Task to carry out: I need the number of lines in the listing below that contain "ffmancera", and only that number.

Provided entries:
──────────────────────────────

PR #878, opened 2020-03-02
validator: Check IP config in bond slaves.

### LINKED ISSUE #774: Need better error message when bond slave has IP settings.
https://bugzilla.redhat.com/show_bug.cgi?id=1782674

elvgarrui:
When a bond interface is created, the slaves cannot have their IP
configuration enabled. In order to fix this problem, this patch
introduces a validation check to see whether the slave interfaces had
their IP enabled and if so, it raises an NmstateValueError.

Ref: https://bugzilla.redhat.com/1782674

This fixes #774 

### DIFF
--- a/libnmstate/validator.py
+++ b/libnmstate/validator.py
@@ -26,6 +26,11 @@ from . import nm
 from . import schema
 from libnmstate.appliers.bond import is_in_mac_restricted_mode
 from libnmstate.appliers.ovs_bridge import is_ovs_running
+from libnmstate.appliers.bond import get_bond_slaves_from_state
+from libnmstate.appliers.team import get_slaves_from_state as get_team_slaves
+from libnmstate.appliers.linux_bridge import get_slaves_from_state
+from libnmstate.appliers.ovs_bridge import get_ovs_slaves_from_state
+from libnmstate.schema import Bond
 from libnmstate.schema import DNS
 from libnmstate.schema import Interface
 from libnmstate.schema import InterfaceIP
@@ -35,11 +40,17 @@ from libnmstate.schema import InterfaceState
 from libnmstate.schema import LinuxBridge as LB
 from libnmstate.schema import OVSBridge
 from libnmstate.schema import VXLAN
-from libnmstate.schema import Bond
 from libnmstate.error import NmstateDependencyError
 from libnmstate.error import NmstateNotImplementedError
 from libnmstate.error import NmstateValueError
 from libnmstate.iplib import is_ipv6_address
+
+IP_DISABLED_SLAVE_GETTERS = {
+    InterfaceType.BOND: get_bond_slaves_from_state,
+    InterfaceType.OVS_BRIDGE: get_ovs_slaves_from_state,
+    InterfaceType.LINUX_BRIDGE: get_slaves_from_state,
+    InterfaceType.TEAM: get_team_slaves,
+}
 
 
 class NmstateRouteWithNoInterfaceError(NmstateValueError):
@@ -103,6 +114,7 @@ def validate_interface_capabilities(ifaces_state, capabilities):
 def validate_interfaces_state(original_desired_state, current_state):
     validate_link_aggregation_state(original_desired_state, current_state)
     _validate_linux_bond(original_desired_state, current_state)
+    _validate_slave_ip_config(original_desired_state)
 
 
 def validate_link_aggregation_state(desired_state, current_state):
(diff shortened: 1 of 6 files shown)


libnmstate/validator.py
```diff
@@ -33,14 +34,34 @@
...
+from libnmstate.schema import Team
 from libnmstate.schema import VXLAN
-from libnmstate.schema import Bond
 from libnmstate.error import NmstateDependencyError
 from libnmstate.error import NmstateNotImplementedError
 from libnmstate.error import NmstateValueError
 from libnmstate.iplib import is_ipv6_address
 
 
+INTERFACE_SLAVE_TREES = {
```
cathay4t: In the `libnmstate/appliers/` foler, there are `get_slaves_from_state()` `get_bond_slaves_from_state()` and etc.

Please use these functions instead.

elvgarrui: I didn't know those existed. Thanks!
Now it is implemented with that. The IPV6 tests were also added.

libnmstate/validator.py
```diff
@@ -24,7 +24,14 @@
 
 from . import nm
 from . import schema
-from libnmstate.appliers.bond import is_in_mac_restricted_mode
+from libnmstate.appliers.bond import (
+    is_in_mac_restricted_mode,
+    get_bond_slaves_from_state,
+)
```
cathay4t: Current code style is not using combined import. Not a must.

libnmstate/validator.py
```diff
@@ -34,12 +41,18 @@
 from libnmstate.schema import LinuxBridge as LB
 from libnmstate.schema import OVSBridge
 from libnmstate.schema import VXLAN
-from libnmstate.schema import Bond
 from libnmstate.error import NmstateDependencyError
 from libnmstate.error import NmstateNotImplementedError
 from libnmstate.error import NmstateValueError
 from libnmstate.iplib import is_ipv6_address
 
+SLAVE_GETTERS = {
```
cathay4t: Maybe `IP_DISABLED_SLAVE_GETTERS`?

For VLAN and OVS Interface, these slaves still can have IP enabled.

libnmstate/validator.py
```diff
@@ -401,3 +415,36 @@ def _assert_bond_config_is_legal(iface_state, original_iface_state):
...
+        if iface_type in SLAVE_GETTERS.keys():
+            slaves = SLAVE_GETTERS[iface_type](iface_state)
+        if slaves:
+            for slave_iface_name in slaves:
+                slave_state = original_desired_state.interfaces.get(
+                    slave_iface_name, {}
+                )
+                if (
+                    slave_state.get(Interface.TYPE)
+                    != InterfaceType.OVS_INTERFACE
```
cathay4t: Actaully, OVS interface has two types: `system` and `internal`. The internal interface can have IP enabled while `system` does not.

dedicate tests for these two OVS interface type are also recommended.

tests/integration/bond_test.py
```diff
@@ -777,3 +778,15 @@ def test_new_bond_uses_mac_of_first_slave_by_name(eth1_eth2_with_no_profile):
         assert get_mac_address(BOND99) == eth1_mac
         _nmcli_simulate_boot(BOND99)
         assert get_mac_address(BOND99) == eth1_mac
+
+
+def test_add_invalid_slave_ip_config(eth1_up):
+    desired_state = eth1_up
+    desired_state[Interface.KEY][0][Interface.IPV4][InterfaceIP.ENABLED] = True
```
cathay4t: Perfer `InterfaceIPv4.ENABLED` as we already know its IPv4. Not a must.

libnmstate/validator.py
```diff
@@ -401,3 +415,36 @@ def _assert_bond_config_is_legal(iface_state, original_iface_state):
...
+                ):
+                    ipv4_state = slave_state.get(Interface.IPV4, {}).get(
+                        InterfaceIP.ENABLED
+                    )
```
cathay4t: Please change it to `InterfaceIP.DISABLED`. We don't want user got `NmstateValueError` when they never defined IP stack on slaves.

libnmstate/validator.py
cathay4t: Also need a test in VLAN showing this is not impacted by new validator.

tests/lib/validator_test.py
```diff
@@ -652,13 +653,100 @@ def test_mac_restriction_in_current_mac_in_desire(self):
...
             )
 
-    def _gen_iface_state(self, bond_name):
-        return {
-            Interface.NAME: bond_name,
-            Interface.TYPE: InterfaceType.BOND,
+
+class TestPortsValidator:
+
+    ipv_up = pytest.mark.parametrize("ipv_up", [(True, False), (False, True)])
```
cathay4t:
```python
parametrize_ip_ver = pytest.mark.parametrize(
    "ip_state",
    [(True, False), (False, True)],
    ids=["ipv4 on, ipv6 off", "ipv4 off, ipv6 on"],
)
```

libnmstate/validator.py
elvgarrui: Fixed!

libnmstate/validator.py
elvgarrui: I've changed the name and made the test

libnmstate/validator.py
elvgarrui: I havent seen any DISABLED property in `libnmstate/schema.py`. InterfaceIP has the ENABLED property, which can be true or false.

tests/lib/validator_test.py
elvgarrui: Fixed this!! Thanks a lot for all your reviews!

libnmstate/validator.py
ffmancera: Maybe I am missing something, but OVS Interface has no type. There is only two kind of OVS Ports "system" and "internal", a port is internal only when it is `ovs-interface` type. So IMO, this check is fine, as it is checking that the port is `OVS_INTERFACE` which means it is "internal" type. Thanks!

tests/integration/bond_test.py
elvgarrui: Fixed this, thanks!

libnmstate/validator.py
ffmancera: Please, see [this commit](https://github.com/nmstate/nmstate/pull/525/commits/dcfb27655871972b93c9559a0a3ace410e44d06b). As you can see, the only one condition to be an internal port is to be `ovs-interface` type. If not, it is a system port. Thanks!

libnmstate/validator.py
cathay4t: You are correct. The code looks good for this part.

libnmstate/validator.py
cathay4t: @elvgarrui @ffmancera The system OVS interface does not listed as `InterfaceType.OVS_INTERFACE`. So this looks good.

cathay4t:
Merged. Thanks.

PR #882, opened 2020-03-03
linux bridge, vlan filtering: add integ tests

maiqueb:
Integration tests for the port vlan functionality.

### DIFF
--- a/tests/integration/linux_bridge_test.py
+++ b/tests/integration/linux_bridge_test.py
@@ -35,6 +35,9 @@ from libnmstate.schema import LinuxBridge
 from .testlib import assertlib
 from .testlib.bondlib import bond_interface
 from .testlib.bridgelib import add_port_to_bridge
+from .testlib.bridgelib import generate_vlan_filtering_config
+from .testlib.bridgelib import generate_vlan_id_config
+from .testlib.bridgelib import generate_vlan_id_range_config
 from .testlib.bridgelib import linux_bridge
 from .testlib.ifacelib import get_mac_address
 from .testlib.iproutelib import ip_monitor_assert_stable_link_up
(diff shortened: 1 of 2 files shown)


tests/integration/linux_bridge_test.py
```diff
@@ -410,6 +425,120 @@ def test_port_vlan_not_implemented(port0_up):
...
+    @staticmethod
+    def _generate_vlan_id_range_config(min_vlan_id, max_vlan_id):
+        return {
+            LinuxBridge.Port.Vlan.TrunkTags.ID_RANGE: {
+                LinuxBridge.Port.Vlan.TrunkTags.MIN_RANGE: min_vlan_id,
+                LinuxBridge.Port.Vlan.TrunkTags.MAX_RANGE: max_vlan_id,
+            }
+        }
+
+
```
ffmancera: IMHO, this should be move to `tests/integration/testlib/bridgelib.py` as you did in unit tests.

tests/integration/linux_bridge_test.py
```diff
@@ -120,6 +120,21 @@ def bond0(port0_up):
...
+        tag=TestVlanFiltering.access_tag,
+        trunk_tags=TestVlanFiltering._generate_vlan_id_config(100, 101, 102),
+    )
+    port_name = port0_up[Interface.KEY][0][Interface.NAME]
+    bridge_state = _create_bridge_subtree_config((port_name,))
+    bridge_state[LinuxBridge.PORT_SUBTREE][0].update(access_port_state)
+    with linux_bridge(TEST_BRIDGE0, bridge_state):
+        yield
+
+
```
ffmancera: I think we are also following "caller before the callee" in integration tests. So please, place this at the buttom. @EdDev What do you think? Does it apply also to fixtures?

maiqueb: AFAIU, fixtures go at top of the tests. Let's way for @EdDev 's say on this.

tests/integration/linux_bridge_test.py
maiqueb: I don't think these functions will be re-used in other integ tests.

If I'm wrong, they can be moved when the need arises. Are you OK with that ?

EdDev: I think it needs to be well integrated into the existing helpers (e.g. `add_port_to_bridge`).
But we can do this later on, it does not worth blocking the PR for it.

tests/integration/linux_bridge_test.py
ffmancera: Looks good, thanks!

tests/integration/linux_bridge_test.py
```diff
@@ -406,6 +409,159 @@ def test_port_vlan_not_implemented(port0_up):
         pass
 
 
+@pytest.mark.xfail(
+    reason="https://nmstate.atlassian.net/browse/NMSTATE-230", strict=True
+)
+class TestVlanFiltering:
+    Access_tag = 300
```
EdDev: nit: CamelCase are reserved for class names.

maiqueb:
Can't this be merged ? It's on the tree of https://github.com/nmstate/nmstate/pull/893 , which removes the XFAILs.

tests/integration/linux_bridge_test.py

──────────────────────────────

Result: 6